----- Materials provided -----
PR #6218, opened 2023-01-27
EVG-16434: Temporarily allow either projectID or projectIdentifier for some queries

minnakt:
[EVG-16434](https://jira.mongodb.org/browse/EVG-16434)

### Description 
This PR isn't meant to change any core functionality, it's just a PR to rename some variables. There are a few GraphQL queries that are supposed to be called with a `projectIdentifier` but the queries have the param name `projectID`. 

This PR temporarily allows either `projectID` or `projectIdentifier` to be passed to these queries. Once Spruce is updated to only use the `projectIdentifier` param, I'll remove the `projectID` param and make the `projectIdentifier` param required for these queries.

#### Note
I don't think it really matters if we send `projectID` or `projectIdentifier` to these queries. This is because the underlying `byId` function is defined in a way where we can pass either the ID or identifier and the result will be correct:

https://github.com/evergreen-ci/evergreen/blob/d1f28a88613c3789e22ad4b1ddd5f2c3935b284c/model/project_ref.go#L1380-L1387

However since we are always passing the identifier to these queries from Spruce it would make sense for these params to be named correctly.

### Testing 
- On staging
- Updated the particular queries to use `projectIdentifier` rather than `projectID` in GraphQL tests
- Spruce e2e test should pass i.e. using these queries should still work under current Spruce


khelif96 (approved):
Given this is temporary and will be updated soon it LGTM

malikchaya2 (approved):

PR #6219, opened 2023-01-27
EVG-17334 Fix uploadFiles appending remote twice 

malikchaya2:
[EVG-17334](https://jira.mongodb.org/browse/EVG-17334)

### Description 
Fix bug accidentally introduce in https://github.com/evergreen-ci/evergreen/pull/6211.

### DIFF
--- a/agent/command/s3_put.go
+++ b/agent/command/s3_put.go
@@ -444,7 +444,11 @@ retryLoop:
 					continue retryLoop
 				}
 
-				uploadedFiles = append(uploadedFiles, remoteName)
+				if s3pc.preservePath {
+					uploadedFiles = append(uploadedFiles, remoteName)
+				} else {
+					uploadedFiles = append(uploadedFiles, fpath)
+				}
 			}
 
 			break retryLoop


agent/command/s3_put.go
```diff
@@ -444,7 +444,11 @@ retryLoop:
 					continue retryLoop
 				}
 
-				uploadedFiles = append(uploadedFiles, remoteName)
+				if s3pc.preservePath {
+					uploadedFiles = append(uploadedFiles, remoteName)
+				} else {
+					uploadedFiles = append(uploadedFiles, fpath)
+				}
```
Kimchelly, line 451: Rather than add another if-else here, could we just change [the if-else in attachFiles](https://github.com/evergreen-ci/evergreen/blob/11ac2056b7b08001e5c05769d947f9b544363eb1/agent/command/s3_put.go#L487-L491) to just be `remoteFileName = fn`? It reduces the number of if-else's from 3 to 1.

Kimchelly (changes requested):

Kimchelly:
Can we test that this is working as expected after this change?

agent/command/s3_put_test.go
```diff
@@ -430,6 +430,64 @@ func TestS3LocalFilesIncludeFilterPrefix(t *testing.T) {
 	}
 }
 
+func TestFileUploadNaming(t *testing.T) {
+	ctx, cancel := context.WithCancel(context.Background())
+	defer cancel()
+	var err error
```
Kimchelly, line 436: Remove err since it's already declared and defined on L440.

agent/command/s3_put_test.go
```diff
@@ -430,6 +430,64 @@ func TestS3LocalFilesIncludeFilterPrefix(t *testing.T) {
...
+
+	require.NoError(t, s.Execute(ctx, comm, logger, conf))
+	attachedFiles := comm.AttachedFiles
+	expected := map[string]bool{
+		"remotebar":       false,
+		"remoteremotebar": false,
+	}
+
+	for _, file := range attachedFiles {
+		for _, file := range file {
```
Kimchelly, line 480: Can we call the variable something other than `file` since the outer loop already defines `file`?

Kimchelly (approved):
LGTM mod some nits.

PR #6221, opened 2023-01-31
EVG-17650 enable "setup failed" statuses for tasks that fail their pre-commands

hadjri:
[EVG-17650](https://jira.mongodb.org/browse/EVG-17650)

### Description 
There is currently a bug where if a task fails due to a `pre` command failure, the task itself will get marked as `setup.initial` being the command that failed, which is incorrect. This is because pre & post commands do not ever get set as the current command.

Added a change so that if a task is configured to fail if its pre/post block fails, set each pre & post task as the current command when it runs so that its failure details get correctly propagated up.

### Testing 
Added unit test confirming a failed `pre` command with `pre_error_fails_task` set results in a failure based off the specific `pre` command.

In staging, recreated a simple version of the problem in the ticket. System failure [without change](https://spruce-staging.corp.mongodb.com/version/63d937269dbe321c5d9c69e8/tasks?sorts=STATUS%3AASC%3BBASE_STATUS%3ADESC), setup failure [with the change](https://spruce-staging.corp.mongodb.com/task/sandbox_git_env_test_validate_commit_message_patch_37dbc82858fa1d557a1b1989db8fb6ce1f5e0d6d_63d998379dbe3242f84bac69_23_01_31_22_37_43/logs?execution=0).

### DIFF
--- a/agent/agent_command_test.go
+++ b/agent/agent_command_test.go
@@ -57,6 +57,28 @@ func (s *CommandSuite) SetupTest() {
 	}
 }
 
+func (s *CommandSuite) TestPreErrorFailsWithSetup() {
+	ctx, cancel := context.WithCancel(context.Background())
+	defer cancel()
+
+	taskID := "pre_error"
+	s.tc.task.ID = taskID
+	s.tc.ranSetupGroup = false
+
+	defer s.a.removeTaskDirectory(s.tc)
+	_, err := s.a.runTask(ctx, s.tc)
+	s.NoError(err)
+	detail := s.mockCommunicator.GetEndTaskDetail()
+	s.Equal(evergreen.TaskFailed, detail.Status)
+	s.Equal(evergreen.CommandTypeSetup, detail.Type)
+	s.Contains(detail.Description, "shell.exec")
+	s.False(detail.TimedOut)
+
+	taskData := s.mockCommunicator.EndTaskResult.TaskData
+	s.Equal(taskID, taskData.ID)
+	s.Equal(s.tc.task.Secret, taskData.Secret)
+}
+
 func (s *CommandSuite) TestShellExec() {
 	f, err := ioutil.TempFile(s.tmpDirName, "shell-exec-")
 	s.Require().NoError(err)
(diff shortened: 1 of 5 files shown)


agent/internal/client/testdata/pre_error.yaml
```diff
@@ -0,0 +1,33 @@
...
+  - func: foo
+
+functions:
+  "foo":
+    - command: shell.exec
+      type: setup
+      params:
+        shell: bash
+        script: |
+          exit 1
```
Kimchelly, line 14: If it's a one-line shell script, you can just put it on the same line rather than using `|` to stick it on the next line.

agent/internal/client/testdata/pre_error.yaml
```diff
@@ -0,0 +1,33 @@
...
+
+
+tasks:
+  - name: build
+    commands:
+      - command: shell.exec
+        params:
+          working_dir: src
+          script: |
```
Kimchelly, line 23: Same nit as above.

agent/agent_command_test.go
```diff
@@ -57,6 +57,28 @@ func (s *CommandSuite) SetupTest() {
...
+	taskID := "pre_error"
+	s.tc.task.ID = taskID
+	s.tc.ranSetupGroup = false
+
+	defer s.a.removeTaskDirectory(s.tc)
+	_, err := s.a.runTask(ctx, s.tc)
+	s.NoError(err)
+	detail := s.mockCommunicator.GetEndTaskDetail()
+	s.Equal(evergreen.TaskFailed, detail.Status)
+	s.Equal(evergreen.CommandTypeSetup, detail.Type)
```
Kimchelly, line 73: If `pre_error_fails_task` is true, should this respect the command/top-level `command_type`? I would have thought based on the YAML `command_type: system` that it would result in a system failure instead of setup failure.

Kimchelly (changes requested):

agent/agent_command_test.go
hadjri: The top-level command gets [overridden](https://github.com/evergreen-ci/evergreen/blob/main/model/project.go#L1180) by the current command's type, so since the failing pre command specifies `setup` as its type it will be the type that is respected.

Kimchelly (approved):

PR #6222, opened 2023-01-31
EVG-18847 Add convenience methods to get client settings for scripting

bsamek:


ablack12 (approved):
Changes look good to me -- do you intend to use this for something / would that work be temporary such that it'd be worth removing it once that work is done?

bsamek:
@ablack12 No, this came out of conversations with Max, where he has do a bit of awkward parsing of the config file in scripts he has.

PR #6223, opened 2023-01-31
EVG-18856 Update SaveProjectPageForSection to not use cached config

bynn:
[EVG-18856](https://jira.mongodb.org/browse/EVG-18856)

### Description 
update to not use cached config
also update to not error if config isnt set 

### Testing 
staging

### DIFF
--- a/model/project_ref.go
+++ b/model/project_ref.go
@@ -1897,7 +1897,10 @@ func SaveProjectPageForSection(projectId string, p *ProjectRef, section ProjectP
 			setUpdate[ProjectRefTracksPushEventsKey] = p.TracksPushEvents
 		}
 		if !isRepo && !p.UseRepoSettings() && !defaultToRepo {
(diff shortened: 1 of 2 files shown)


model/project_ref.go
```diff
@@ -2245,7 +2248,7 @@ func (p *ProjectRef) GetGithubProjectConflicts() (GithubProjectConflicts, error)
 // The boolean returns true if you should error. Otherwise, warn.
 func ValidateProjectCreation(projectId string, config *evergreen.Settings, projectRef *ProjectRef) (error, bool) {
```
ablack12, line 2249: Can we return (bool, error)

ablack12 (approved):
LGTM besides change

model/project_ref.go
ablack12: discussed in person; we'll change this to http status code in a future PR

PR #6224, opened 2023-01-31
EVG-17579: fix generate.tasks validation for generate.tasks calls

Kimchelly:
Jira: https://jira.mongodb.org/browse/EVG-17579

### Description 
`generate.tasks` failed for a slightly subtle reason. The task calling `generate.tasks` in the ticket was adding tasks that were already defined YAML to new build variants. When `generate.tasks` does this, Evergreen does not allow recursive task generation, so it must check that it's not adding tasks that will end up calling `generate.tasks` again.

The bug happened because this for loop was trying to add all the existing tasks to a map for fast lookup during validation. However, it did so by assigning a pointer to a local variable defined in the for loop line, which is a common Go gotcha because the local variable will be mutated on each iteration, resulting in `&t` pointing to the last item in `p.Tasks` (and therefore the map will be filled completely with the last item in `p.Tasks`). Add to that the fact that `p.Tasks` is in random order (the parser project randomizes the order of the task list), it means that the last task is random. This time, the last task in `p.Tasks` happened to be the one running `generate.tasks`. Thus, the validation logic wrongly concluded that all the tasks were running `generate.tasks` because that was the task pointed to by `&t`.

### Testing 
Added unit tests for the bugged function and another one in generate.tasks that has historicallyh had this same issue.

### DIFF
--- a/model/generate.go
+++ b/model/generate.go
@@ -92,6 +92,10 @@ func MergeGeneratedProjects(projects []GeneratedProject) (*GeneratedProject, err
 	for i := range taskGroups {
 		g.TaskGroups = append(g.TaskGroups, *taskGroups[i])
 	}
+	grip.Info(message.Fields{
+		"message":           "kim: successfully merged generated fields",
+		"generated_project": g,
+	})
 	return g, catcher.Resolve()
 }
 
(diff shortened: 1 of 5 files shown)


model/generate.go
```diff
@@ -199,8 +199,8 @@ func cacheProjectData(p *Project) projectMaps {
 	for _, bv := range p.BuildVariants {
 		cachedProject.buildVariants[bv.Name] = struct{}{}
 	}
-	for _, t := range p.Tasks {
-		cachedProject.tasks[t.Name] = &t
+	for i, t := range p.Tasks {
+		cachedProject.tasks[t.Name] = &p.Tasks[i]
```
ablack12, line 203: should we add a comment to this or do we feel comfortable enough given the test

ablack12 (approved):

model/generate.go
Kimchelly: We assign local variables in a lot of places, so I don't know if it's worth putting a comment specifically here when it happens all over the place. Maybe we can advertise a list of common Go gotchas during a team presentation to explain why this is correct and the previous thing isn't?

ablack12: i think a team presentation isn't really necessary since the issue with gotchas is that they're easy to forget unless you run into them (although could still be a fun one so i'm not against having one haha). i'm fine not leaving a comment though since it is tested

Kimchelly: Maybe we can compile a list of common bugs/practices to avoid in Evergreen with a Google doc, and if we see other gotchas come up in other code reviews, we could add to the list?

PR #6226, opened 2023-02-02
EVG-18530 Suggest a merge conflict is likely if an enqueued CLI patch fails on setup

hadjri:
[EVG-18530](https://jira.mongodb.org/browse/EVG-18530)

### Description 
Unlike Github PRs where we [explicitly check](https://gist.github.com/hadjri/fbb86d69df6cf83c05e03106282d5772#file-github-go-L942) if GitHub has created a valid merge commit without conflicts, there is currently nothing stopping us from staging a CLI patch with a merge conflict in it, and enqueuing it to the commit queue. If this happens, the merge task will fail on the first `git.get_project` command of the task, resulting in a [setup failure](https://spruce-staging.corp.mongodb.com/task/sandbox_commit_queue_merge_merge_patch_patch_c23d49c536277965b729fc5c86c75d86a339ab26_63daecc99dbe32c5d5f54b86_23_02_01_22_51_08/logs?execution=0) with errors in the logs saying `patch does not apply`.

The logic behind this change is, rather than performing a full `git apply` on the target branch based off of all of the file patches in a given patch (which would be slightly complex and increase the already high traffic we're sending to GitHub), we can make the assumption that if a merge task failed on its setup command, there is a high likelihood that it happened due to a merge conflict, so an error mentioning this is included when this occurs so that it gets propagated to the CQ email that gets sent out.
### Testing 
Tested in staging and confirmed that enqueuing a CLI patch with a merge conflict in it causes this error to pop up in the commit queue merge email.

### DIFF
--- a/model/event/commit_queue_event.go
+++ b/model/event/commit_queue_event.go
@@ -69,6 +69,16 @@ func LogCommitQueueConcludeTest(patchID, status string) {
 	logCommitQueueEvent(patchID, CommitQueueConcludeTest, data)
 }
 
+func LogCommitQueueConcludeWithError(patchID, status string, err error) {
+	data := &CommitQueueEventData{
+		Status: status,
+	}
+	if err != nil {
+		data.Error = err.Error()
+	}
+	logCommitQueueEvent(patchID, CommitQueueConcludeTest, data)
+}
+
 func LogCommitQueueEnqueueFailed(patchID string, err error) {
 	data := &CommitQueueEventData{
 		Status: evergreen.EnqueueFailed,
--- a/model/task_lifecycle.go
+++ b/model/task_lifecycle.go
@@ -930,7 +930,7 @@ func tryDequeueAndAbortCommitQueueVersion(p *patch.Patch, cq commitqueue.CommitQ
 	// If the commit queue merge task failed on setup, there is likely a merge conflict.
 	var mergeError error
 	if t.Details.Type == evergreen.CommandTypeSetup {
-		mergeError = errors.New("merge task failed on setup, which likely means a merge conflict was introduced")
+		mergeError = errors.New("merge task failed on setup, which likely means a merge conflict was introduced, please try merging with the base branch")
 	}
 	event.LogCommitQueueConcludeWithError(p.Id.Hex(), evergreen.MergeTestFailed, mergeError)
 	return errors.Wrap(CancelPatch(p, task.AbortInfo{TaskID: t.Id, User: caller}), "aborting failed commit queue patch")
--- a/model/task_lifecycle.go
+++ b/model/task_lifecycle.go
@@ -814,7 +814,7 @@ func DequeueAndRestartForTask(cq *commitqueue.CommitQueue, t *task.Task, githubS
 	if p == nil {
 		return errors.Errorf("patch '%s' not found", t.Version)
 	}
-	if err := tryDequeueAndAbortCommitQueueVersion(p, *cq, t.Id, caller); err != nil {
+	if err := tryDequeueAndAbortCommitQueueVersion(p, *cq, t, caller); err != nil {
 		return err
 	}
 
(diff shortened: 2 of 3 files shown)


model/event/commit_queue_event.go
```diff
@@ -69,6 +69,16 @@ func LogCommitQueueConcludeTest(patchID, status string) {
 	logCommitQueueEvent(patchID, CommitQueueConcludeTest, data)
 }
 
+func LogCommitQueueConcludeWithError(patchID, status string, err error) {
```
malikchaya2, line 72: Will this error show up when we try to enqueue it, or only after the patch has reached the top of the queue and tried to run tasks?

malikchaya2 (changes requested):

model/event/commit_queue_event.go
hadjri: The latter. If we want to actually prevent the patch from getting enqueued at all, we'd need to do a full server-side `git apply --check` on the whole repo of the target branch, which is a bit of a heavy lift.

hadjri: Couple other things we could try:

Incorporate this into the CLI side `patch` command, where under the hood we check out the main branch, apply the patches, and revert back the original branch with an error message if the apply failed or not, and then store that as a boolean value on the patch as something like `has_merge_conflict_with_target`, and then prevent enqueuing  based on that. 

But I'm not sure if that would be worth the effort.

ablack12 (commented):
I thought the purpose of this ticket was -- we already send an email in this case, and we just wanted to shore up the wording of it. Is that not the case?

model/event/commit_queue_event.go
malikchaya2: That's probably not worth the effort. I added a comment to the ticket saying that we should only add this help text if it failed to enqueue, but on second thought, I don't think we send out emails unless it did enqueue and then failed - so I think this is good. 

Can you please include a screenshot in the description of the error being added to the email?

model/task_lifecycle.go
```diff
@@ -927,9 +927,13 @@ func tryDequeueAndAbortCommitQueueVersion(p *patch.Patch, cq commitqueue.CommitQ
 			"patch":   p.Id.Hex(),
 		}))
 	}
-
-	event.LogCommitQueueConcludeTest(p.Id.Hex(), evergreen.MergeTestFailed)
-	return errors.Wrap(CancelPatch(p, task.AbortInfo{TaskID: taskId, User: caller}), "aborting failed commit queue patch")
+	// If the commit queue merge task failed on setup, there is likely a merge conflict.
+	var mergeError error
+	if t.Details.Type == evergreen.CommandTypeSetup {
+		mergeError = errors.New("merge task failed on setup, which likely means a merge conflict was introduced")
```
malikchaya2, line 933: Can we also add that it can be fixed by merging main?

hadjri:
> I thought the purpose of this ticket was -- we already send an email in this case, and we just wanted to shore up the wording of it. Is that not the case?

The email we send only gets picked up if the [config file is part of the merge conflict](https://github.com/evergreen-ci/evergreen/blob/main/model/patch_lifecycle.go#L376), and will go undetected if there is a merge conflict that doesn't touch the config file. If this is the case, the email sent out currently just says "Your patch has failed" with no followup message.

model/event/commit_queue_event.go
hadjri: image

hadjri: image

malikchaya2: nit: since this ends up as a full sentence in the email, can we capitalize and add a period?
-----
### Problem details
Copy every line of the records above that holds the word "post".

### Result for this exercise
There is currently a bug where if a task fails due to a `pre` command failure, the task itself will get marked as `setup.initial` being the command that failed, which is incorrect. This is because pre & post commands do not ever get set as the current command.
Added a change so that if a task is configured to fail if its pre/post block fails, set each pre & post task as the current command when it runs so that its failure details get correctly propagated up.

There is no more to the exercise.